HE (en anderen) gingen daar naartoe "voor de gezelligheid". Op een gegeven moment kwamen er anderen binnen. Die hadden vernomen dat de vrouw van de herbergier, Antje Sjoerds, kwaad was omdat de huur voor de stalling van de paarden niet was voldaan. Antje Sjoerds had gedreigd om de paarden de volgende ochtend buiten te zetten. Dat zou de werkzaamheden erg schaden! Daarom werd er door het aanbieden van wijn geprobeerd Antje Sjoerds toegeeflijker te stemmen. HE en zijn maten hadden eerst koffie gedronken en later een "zoopje" brandewijn. Zij dronken ook mee van de aangeboden wijn. De stemming steeg en HE danste bijvoorbeeld vrolijk zwierend met Antje Sjoerds.

 

Dinsdagochtend om een uur of twee, drie kwamen er moeilijkheden. Jan Nitters, een kennis van HE weigerde te betalen: alles was immers aangeboden. Het kwam tot een flinke woordenwisseling tussen hem en Antje Sjoerds. Nu stond deze Antje Sjoerds zeer ongunstig bekend. HE had haar ook al meegemaakt in 1778 toen hij samen met Sipke Sjoerds uit Dokkum en Eelke Pieters uit Leeuwarden in kwartier lag bij de herbergier Ate Minnes in Oenkerk. De vrouw van de herbergier (Antje Sjoerds) stond bekend om haar "zeer slordig leven en gedrag". Zo was Eelke Pieters (getrouwd!) in de herberg in Oenkerk met Antje Sjoerds "op één bed geweest". De herbergier Ate Minnes was met zijn vrouw later verhuisd naar Harlingen.

 

Allerlei mensen gingen zich met het verschil van mening bemoeien. Door de vele alcohol waren de gemoederen zeer verhit. HE bemoeide zich er ook mee. Hij sneed de herbergierster, Antje Sjoerds met een mes in het gezicht. Haar neus en de rechter wang kregen een snee. Vervolgens bewerkte HE ook Pieter Pieters van Britswerd op dezelfde manier en tenslotte bracht hij Gooitsen Gerkes uit Oenkerk (net als HE oppasser) een steek in de linkerzijde, net onder de korte ribben toe, zodanig dat "het bloedt met veel geweld en door alle sijne klederen uitvloeide". De gewonden wisten tot buiten de herberg te vluchten naar de wacht (bij de Zuiderpoort).

 

Door de wacht werden al snel HE en een andere raddraaier gepakt en gevangen gezet. HE had zich niet verzet tegen zijn arrestatie. Hij verklaarde later bij zijn verhoor dat hij niet de dader kon zijn, omdat hij geen mes had.
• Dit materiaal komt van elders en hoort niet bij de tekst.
PR #1116, opened 2020-09-04
[SIG-3103] Fix incident date filter

jpoppe:
IMHO the backend should accept dates without the timestamps so we don't need this prone to error logic on the front-end.

When the dates from the filter form are stored the reducer will append time strings to the dates.

When a user re-opens the filter form when dates are stored, the reducer assumes dates without time string,s this pull request fixes this by stripping the time string before the date gets further processed by the reducer.

### DIFF
--- a/src/signals/shared/filter/__tests__/parse.test.js
+++ b/src/signals/shared/filter/__tests__/parse.test.js
@@ -4,12 +4,37 @@ import categories from 'utils/__tests__/fixtures/categories_private.json';
 import { filterForSub, filterForMain } from 'models/categories/selectors';
 import dataLists from 'signals/incident-management/definitions';
 
-import { parseOutputFormData, parseInputFormData, parseToAPIData } from '../parse';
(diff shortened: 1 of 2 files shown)


janjaap:
@jpoppe This fix doesn't quite seem to fix the issue. Consider the following:
- Open the filter form
- Set the 'Vanaf' date and click 'Filteren'
- Open the filter form again
- Click 'Filteren'
Note that after clicking on the 'Filteren' button for the second time, the value in any date field is gone.

jpoppe:
> @jpoppe This fix doesn't quite seem to fix the issue. Consider the following:
> 
> * Open the filter form
> * Set the 'Vanaf' date and click 'Filteren'
> * Open the filter form again
> * Click 'Filteren'
>   Note that after clicking on the 'Filteren' button for the second time, the value in any date field is gone.

I have tested it again and works like expected here, will ping you to double check..

janjaap (approved):

PR #1121, opened 2020-09-08
[SIG-2969] Split container

janjaap:
This PR adds the `IncidentSplitContainer` component that:
- fetches incident data on mount
- renders a form (for now, uses a stub component which needs to be replaced)
- posts data on form submission
- shows a notification on error or success and redirects to the incident page


jpoppe (approved):
Thank you ❤️

PR #1123, opened 2020-09-09
[SIG-3040] Styling "Thank you" page

janjaap:
This PR styles the submission 'Thank you' page differently from the rest of the form.

It:
- doesn't render the navigation bar
- renders the page container as `display: block` instead of `display: grid` to have the contents span the full width of the page instead of falling in the grid's defined columns
- turns a regular text block into a heading
- cleans up unnecessary code from the `IncidentNavigation` component and replaces all of its tests


jpoppe (approved):

src/signals/incident/components/IncidentNavigation/index.test.js
```diff
@@ -12,204 +15,124 @@ jest.mock('shared/services/auth/auth', () => ({
...
-  let withWizard;
-
-  function getComponent() {
-    wrapper = mount(
-      <Wizard history={historySpy}>
-        <IncidentNavigation {...props} />
-      </Wizard>
-    );
+const steps = Object.keys(wizardDefinition)
+  .filter(key => !['opslaan'].includes(key))
```
boris-arkenaar, line 19: `  .filter(key => key !== 'opslaan')`

src/signals/incident/components/IncidentNavigation/index.test.js
```diff
@@ -12,204 +15,124 @@ jest.mock('shared/services/auth/auth', () => ({
...
+            </Step>
+          </Steps>
+        </Wizard>
+      )
+    );
 
-      expect(wrapper).toMatchSnapshot();
-      expect(withWizardWrapper).toMatchSnapshot();
-    });
+    expect(getByTestId('nextButton')).toBeInTheDocument();
```
boris-arkenaar, line 49: You could test here that the previous button does not exist.

src/signals/incident/components/IncidentNavigation/index.test.js
```diff
@@ -12,204 +15,124 @@ jest.mock('shared/services/auth/auth', () => ({
...
+              <IncidentNavigation {...props} />
+            </Step>
+          </Steps>
+        </Wizard>
+      )
+    );
 
-      expect(props.meta.handleSubmit).toHaveBeenCalledWith(event, context.wizard.next, undefined);
-    });
+    expect(getByTestId('previousButton')).toBeInTheDocument();
```
boris-arkenaar, line 84: Test here the next button does not exist.

src/signals/incident/components/IncidentNavigation/index.test.js
```diff
@@ -12,204 +15,124 @@ jest.mock('shared/services/auth/auth', () => ({
...
+        </Wizard>
+      )
+    );
 
-      withWizardWrapper.find('[data-testid="nextButton"]').simulate('click', event);
+    expect(handleSubmit).not.toHaveBeenCalled();
 
-      expect(props.meta.handleSubmit).toHaveBeenCalledWith(event, context.wizard.next, 'CREATE_INCIDENT');
+    act(() => {
+      fireEvent.click(getByTestId('nextButton'));
```
boris-arkenaar, line 135: You're missing a check that `handleSubmit` has been called after this statement.

boris-arkenaar (commented):
Wouldn't it be better to make this thank you page a separate page instead of a step in the wizzard? Since now you have some very explicit logic in the code for making exceptions for that step.

boris-arkenaar (approved):
> Wouldn't it be better to make this thank you page a separate page instead of a step in the wizzard? Since now you have some very explicit logic in the code for making exceptions for that step.

What about this? ☝️

aditudorache (approved):

janjaap:
> > Wouldn't it be better to make this thank you page a separate page instead of a step in the wizzard? Since now you have some very explicit logic in the code for making exceptions for that step.
> 
> What about this? ☝️

Agreed. But out of scope for this ticket.

PR #1128, opened 2020-09-10
(Chore) Fix async test issues

janjaap:
This PR resolves issues in test cases where the underlying components relied on the response of (async) fetch requests. Not all requests were properly awaited and caused error later on in unrelated test cases/suits.

### DIFF
--- a/src/components/Footer/index.test.js
+++ b/src/components/Footer/index.test.js
@@ -5,19 +5,19 @@ import configuration from 'shared/services/configuration/configuration';
 
 import Footer from '.';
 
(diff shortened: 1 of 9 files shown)


boris-arkenaar (approved):
Looks a lot cleaner!

boris-arkenaar:
In some tests the configuration would be altered, but not reset at the end. Not sure if this could potentially be the cause of any problems in subsequent tests, but better to clean it up anyway. All tests that alter the configuration now perform a reset of the configuration in the `afterEach` function.

boris-arkenaar (approved):

PR #1129, opened 2020-09-10
[SIG-2762] ASC-UI upgrade

janjaap:
This PR upgrades `@datapunt/asc-ui` to its latest stable version and
- Makes sure that everywhere in the application the `components/Checkbox` and `component/RadioButton` components are used. These contain subtle changes to the styling of the components coming from `asc-ui` to correct alignment
- Uses the `asc-ui` `Label` component as much as possible where it is used as a wrapper for any checkbox or radio button element

In addition to the above, a few `useEffect` hook dependencies are fixed, because of a change made to the `useFetch` hook in an earlier PR (#1111).


jpoppe (approved):

aditudorache:
Threre are still some unittests failing, it looks that the extra events introduced in the (asc)select component are the problem

boris-arkenaar (dismissed):

internals/webpack/webpack.base.babel.js
```diff
@@ -142,6 +142,12 @@ module.exports = options => ({
     .concat(options.plugins)
     .filter(Boolean),
   resolve: {
+    // Setting aliases to make sure that, whenever dependent packages are linked, shared dependencies won't conflict
```
boris-arkenaar, line 145: You get conflicts when you link another package?
I don't like explicitly naming and aliasing packages here.

package.json
```diff
@@ -51,8 +51,8 @@
   ],
   "dependencies": {
     "@datapunt/amsterdam-react-maps": "^0.1.2",
-    "@datapunt/asc-assets": "^0.24.0",
-    "@datapunt/asc-ui": "^0.24.0",
+    "@datapunt/asc-assets": "^0.24.1",
+    "@datapunt/asc-ui": "^0.23.1-alpha.54",
```
boris-arkenaar, line 55: Why do you go back to a previous, alpha version?

internals/webpack/webpack.base.babel.js
janjaap: Getting conflicts when linking `@datapunt/asc-ui`. It conflicts with, at least, Styled components. Setting explicit aliases fixes that problem.

boris-arkenaar (approved):

aditudorache (approved):

PR #254, opened 2016-06-09
Introduce input customization feature

### LINKED ISSUE #198: Let the developer customize the input area

tehapo:
Fixes #198 

**IMPORTANT! Please don't merge this PR just yet. We need to rebase, clean up and squash the commit history before merging.**

This is quite a big change and therefore I tried to list all the main points here.

Ground work
----
* Our `iron-icon` + `paper-ripple` combo is now replaced with `paper-icon-button`.
* Following attributes are now dynamically added/removed to the host element to enable styles based on the component state.
  * `opened`
  * `has-value`
  * `readonly`
  * `disabled`

Customization feature
----
* Replacing the `paper-icon-buttons` can be done by adding child elements with class names of `toggle-button` and/or `clear-button`.
* Two new class names are exposed for styling.
  * `small` – makes the icon slightly smaller (applied to the default clear icon, only affects a `paper-icon-button` element).
  * `rotate-on-open` – makes the button rotate with a transition when dropdown is opened (applied to the default toggle icon).

Example.
```html
<vaadin-combo-box>
  <paper-icon-button icon="remove-circle" class="clear-button"></paper-icon-button>
  <paper-icon-button icon="search" class="toggle-button"></paper-icon-button>
</vaadin-combo-box>
```

* For replacing the whole input we introduced a new element called `vaadin-combo-box-light`.
  * This split will avoid unnecessary imports when using a customized version.
  * All logic from `vaadin-combo-box` was refactored to new behavior called `vaadin-combo-box-behavior`.
  * The `vaadin-combo-box-light` expects to have a child element matching the selector `input[is="iron-input"],paper-input,.paper-input-input,.input`.
  * The input element must have some two-way data-bindable property for the current value.
  * By default the value property is expected to be `bind-value` (to be compatible with `iron-input`).
  * Value property name can be changed with the `attrForValue` property.

Examples.
```html
<vaadin-combo-box-light>
  <input is="iron-input">
</vaadin-combo-box-light>

<vaadin-combo-box-light attr-for-value="value">
  <paper-input label="Elements" class="input">
    <iron-icon icon="toll" prefix></iron-icon>
    <paper-button suffix class="clear-button">Clear</paper-button>
    <paper-button suffix class="toggle-button">Toggle</paper-button>
  </paper-input>
</vaadin-combo-box-light>
```

---
This change is [Reviewable](https://reviewable.io/reviews/vaadin/vaadin-combo-box/254)


manolo:
Review status: 0 of 20 files reviewed at latest revision, 12 unresolved discussions, some commit checks failed.

---

*[bower.json, line 37 \[r1\]](https://reviewable.io:443/reviews/vaadin/vaadin-combo-box/254#-KJq8PCYE_w29euosvhT:-KJq8PCZ9_d0sVTEvrdr:925779229) ([raw file](https://github.com/vaadin/vaadin-combo-box/blob/1981bbbb52b406ec187b24b042c47d965bb9904a/bower.json#L37)):*
> ```JSON
>     "paper-styles": "polymerelements/paper-styles#^1.1.2",
>     "iron-a11y-announcer": "polymerelements/iron-a11y-announcer#^1.0.4",
>     "paper-icon-button": "polymerelements/paper-icon-button#^1.1.1"
> ```

so we need latest ?  I think 1.0.x would be enough

---

*[vaadin-combo-box-behavior.html, line 14 \[r1\]](https://reviewable.io:443/reviews/vaadin/vaadin-combo-box/254#-KJq92yvyPo4YHmeDSKm:-KJq92ywY8QRLGsviQ6e:-100340281) ([raw file](https://github.com/vaadin/vaadin-combo-box/blob/1981bbbb52b406ec187b24b042c47d965bb9904a/vaadin-combo-box-behavior.html#L14)):*
> ```HTML
>       /**
>        * An array of values to be displayed as options in the dropdown. The
>        * options could be either `String` or `Object`.
> ```

Should be documented as {(Array<String>|Array<Object>)} , but actually String is a valid object, so I would remove the second sentence

---

*[vaadin-combo-box-behavior.html, line 21 \[r1\]](https://reviewable.io:443/reviews/vaadin/vaadin-combo-box/254#-KJq9RtvHwBooieXIZAe:-KJq9RtvHwBooieXIZAf:-885398741) ([raw file](https://github.com/vaadin/vaadin-combo-box/blob/1981bbbb52b406ec187b24b042c47d965bb9904a/vaadin-combo-box-behavior.html#L21)):*
> ```HTML
> 
>       /**
>        * If `true`, user can input a value that is not present in the items list.
> ```

'The user can type ...'

---

*[vaadin-combo-box-behavior.html, line 33 \[r1\]](https://reviewable.io:443/reviews/vaadin/vaadin-combo-box/254#-KJq9bJp-Ka0Gl4LSOWy:-KJq9bJp-Ka0Gl4LSOWz:-155593316) ([raw file](https://github.com/vaadin/vaadin-combo-box/blob/1981bbbb52b406ec187b24b042c47d965bb9904a/vaadin-combo-box-behavior.html#L33)):*
> ```HTML
>       /**
>        * A read-only property indicating whether this combo box has a value
>        * selected or not. Can be used for example in styling of the component.
> ```

It can ...  ... styling the component

---

*[vaadin-combo-box-behavior.html, line 74 \[r1\]](https://reviewable.io:443/reviews/vaadin/vaadin-combo-box/254#-KJq9p4U_XC0uETG0aKL:-KJq9p4U_XC0uETG0aKM:1320784262) ([raw file](https://github.com/vaadin/vaadin-combo-box/blob/1981bbbb52b406ec187b24b042c47d965bb9904a/vaadin-combo-box-behavior.html#L74)):*
> ```HTML
> 
>       /**
>        * Path for value of the item. If `items` is an array of objects, the
> ```

for the value

---

*[vaadin-combo-box-behavior.html, line 78 \[r1\]](https://reviewable.io:443/reviews/vaadin/vaadin-combo-box/254#-KJq9uTSK1PMh2b0MxVQ:-KJq9uTTcQPWZz0dRpDc:1027669493) ([raw file](https://github.com/vaadin/vaadin-combo-box/blob/1981bbbb52b406ec187b24b042c47d965bb9904a/vaadin-combo-box-behavior.html#L78)):*
> ```HTML
>        * item.
>        *
>        * The item value is to be used in the `value` property of the combo box,
> ```

'is going to be used' or 'will be used' or 'is used'

---

*[vaadin-combo-box-behavior.html, line 188 \[r1\]](https://reviewable.io:443/reviews/vaadin/vaadin-combo-box/254#-KJq6e_CYx3mza0hLaPt:-KJq6e_CYx3mza0hLaPu:-668255301) ([raw file](https://github.com/vaadin/vaadin-combo-box/blob/1981bbbb52b406ec187b24b042c47d965bb9904a/vaadin-combo-box-behavior.html#L188)):*
> ```HTML
>     _getItemValue: function(item) {
>       var value = this.get(this.itemValuePath, item);
>       if (value === undefined || value === null) {
> ```

couldn't this be simplified ? `value == null`

---

*[vaadin-combo-box-behavior.html, line 257 \[r1\]](https://reviewable.io:443/reviews/vaadin/vaadin-combo-box/254#-KJq6PCYr8yKqxE0syJ6:-KJq6PCYr8yKqxE0syJ7:-41487978) ([raw file](https://github.com/vaadin/vaadin-combo-box/blob/1981bbbb52b406ec187b24b042c47d965bb9904a/vaadin-combo-box-behavior.html#L257)):*
> ```HTML
> 
>     /**
>      * Opening and closing related functionality
> ```

What is this comment about?

---

*[vaadin-combo-box-behavior.html, line 281 \[r1\]](https://reviewable.io:443/reviews/vaadin/vaadin-combo-box/254#-KJqAwzTewk11lRt9rXG:-KJqAwzUjqfdn6hfpL0V:1554778362) ([raw file](https://github.com/vaadin/vaadin-combo-box/blob/1981bbbb52b406ec187b24b042c47d965bb9904a/vaadin-combo-box-behavior.html#L281)):*
> ```HTML
>      * Reverts back to original value.
>      */
>     cancel: function() {
> ```

Only one public method  in all the behaviour?  I guess it should be private or provide some other, like clear, toggle

---

*[vaadin-combo-box-light.html, line 6 \[r1\]](https://reviewable.io:443/reviews/vaadin/vaadin-combo-box/254#-KJq67IA3QpVWUQHYt-7:-KJq67IA3QpVWUQHYt-8:497797710) ([raw file](https://github.com/vaadin/vaadin-combo-box/blob/1981bbbb52b406ec187b24b042c47d965bb9904a/vaadin-combo-box-light.html#L6)):*
> ```HTML
> <link rel="import" href="vaadin-combo-box-shared-styles.html">
> 
> <dom-module id="vaadin-combo-box-light">
> ```

Please document this element

---

*[vaadin-combo-box.html, line 184 \[r1\]](https://reviewable.io:443/reviews/vaadin/vaadin-combo-box/254#-KJqEZw4pvomrxbtM4uN:-KJqEZw4pvomrxbtM4uO:-722965528) ([raw file](https://github.com/vaadin/vaadin-combo-box/blob/1981bbbb52b406ec187b24b042c47d965bb9904a/vaadin-combo-box.html#L184)):*
> ```HTML
> 
>     attached: function() {
>       this.inputElement = this.$.input;
> ```

why is inputElement var public?

---

*[vaadin-combo-box.html, line 208 \[r1\]](https://reviewable.io:443/reviews/vaadin/vaadin-combo-box/254#-KJq5NLHMDw7mJbDeLhr:-KJq5NLHMDw7mJbDeLhs:1140617877) ([raw file](https://github.com/vaadin/vaadin-combo-box/blob/1981bbbb52b406ec187b24b042c47d965bb9904a/vaadin-combo-box.html#L208)):*
> ```HTML
>     },
> 
>     _preventDefault: function(e) {
> ```

duplicated method here and in the -light, move it to the behavior

---


*Comments from [Reviewable](https://reviewable.io:443/reviews/vaadin/vaadin-combo-box/254)*

tehapo:
Review status: 0 of 20 files reviewed at latest revision, 12 unresolved discussions, some commit checks failed.

---

*[bower.json, line 37 \[r1\]](https://reviewable.io:443/reviews/vaadin/vaadin-combo-box/254#-KJq8PCYE_w29euosvhT:-KJsqDKC80fvCGtfWXod:1688845437) ([raw file](https://github.com/vaadin/vaadin-combo-box/blob/1981bbbb52b406ec187b24b042c47d965bb9904a/bower.json#L37)):*
> so we need latest ?  I think 1.0.x would be enough
</details>
Good point. Changed to required version to 1.0.5 and upwards after testing which version is the first one that works without any issues.

---


*Comments from [Reviewable](https://reviewable.io:443/reviews/vaadin/vaadin-combo-box/254)*

tehapo:
Review status: 0 of 20 files reviewed at latest revision, 12 unresolved discussions, some commit checks failed.

---

*[vaadin-combo-box.html, line 184 \[r1\]](https://reviewable.io:443/reviews/vaadin/vaadin-combo-box/254#-KJqEZw4pvomrxbtM4uN:-KJtiR-XUqcAPHyayU2P:-94005019) ([raw file](https://github.com/vaadin/vaadin-combo-box/blob/1981bbbb52b406ec187b24b042c47d965bb9904a/vaadin-combo-box.html#L184)):*
> why is inputElement var public?
</details>
This was decided by @platosha, but I can't see any reason for it to be public anymore. Changed to private.

---

*[vaadin-combo-box.html, line 208 \[r1\]](https://reviewable.io:443/reviews/vaadin/vaadin-combo-box/254#-KJq5NLHMDw7mJbDeLhr:-KJth21Q_zaJVwME0Q6g:-499146009) ([raw file](https://github.com/vaadin/vaadin-combo-box/blob/1981bbbb52b406ec187b24b042c47d965bb9904a/vaadin-combo-box.html#L208)):*
> duplicated method here and in the -light, move it to the behavior
</details>
Done.

---


*Comments from [Reviewable](https://reviewable.io:443/reviews/vaadin/vaadin-combo-box/254)*

tehapo:
Review status: 0 of 20 files reviewed at latest revision, 12 unresolved discussions, some commit checks failed.

---

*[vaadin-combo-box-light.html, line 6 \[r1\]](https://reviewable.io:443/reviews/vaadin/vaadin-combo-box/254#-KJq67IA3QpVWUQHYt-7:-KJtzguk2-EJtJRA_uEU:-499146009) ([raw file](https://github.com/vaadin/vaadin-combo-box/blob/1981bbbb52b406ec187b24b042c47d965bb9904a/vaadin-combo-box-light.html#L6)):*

Toch is er nadat HE naar de hoofdwacht was overgebracht, naar een mes gezocht. Er werd al snel een mes gevonden door Harmen Gerbens (van de wacht) en wel in het stekje naast de bank. Het was een klein "knijfmesje", van vier stuivers uit Namen (Namurs) met een zwart heft. Het mes werd toegevoegd aan de processtukken. (Bij de procestukken is een linnen zakje aanwezig, zou daar het mes in gezeten hebben?) Overigens werd niet gezien dat het mesje bebloed was!

 

Bij het proces werden diverse getuigen gehoord. Bovendien werd er gemeld dat HE niet van onbesproken gedrag was: Voor enige jaren had hij crimineel gedrag vertoond: mishandeling en kwetsen met een mes. Bij vonnis van 9 mei 1769 was hij voor één jaar buiten 's lands gebannen. Als getuige werd bijvoorbeeld gehoord Harmannus Oosterkamp, de sergeant van de wacht. Hij verklaarde dat HE van middelmatig postuur was, bruin haar en "na gedachten gekleedt in een zwart of bruin camisool". Hij verklaarde dat HE wel dronken, maar zeker niet stomdronken was geweest. HE had direct gezegd dat hij de verwondingen niet had veroorzaakt, omdat hij geen scherp mes bij zich had.

 

Verder werd als getuige gehoord Wopke Djoerds, de 28-jarige zoon van Djoerd Wopkes en Aalke Tjeerts. HE (en anderen) woonden tijdens het slatten in huis bij hun. Volgens deze getuige was HE gewend een mes bij zich te dragen! Dit getuigenis is ondertekend met een handmerk. Andere getuigen waren Piter Willems, scheepstimmerman te Harlingen en Douwe Watzes (39 jaar uit De Lemmer), die bij HE in hetzelfde huis woonde, en Aldert Jochems (sjouwer op de werf te Harlingen, afkomstig van Berum, 62 jaar). Zij verklaarden dat ze elke dag met HE aan tafel gegeten hadden en dat HE een mes had.

 

Interessant zijn nog de uitspraken die HE gedaan zijn hebben bij de vechtpartij. Zo had Gooitsen Gerkes HE toegeroepen: "Hendrik, hoe mag stou het hebben", waarop HE had geantwoord: "Dou duivel zuiste er ook van hebben, en zuiste van mijn handen sterven".

 

Het vonnis in het proces viel op 17 december 1782. De advocaat voor HE, Dr Thomas Wielandt had geprobeerd om HE vrij te pleiten. Zijn belangrijkste punten waren de onbetrouwbaarheid en slechte reputatie van de herbergiersvrouw Antje Sjoerds en het feit dat HE verklaard had geen mes bij zich gehad te hebben. Omdat het gevonden mes geen bloed had vertoond leek het ongeloofwaardig dat het inderdaad het wapen was. HE werd desalniettemin veroordeeld tot 4 jaar.

 

De stukken van het proces zitten in een map en zijn ongeveer 4 cm dik. Het zijn vellen papier van folioformaat. De meeste getuigenissen beslaan een aantal bladzijden. Verder is er het linnen zakje waar al eerder over werd gesproken. Hier zit wel een stuk papier opgeplakt, maar het is onduidelijk wat het doel en de betekenis van dit zakje is. In de processtukken wordt als leeftijd van HE vermeld "in het negenendertigste jaar". Dat zou betekenen dat HE geboren zou zijn in 1782-39=1743. Dat is in strijd met de gegevens over de doop (1735). Bovendien zijn HE dan getrouwd zijn op een leeftijd van 13 jaar (getrouwd 5-9-1756 te Akkerwoude met Antje Rijkles). De vermelding van de leeftijd lijkt daarom niet juist.